Player animation is an area where there is some room for improvement. In the field, players execute all of their various leaps, grabs, and throws with a high level of fluidity. It's also nice to watch the umpires and coaches dive out of the way of line drives. Up at the plate, however, batting stances loop so quickly that the players seem almost robotic in their actions. Also, the expressions on their faces hardly move during close-ups, which comes across as eerie much of the time. A little more mouth and eye movement, as well as livelier motions at the plate, would go a long way toward making the players appear more human. As with the concerns mentioned above pertaining to the pitching interface, these problems don't have much influence over whether or not you'll appreciate the game's overall look. It's gorgeous, despite a few rough edges.
The primary thing Sega needs to do next year to improve the game's production values is to pep up the audio. Even though the volume level of the commentary is meant to drown out the noise of the crowd and the public-address music, the atmosphere within the stadium doesn't change much in response to rallies, close games, or blowouts. If you've ever watched a baseball game on television, you know how loud the stadium music and the spectators can get during a late-inning rally.
Aside from the lack of vigor, the audio in World Series Baseball 2K3 conveys everything necessary to create a realistic ballpark setting. Fans in the seats respond to balls, strikes, walks, and fly balls with varying degrees of excitement. If you're playing the home team, for example, and you pop up to the infield, the spectators will boo knowing that the opposing team is going to catch the ball for an out. When the situation is reversed, however, and you're on the visiting team, they'll cheer instead. World Series Baseball 2K3 is also one of the few games that feature player-specific catcalls. Fans behind the plate express their fair share of positive and negative comments about the batter currently up to bat, and they have specific phrases reserved for individual players as well. It isn't uncommon, for example, for someone in the stands to make fun of Derek Jeter's proclivity for dating supermodels. In addition to the fans, you'll also hear the PA announcer introduce players during their at-bats, vendors hawking food in the stands, and musical snippets prior to the at-bats of home-team players.
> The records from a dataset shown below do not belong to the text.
PR #2090, opened 2021-07-16
n0ii, imnang, raln, rabn0, rabeq0

benjub:
* rabn0/rabeq0 as agreed in #2088
* raln was used in my proof of rabn0 and permitted a few other shortenings, so I added it, and similarly for imnang (although I did not try to minimize all proofs with them because of time issues on longer proofs)
* adding n0ii was unexpectedly efficient.  There is always the tension between the two forms " A =/= B" and "-. A = B" and associated utility theorems. For instance, set.mm contains vn0: _V =/= (/) . Probably, adding also vneq0: -. _V = (/) would shorten a few later proofs (which currently use theorems like neeq* and necon*), but I will probably not add it since the addition may not be worth it.
* Maybe my recently added abtru and abfal should be relabeled abv and ab0 ?

### DIFF
--- a/discouraged
+++ b/discouraged
@@ -12280,6 +12280,7 @@
 "psubspi2N" is used by "pclfinN".
 "psubspi2N" is used by "pclfinclN".
 "rabex2OLD" is used by "rab2exOLD".
+"rabn0OLD" is used by "rabeq0OLD".
 "ramcl2lemOLD" is used by "ramcl2OLD".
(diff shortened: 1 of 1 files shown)


nmegill:
> * Maybe my recently added abtru and abfal should be relabeled abv and ab0 ?

Yes, those would be better names.

abfal is essentially a restatement of abn0 (from which it can be proved with a shorter proof).
Is there a reason to have both abfal and abn0?  abn0 is used 36 times, abfal is used 3.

It's too bad that Sega didn't enlist any familiar ESPN personalities to provide the play-by-play and color commentary. Nonetheless, the in-game commentary does a nice job of keeping pace with the events displayed on the screen. Ted Robinson, a broadcaster who covers the Mets organization, has the play-calling duties. His voice is the auditory equivalent of sleeping pills, but the vocabulary he uses to describe the various teams and the plays that occur is satisfying due to its diversity. Rex Hudler provides the color commentary, giving anecdotes and historical background whenever an interesting player comes to the plate. Hudler is a former player himself and is currently a broadcaster for the Anaheim Angels. He has a gruff voice and speaks in a blue-collar style that's quite a contrast to Robinson's clean-cut mannerisms.
Minor criticisms aside, World Series Baseball 2K3 is spectacular. It's easy to play and deep enough to lose yourself in. The ESPN branding may seem like a gimmick at first, but it's really just one part of a thoroughly enjoyable product.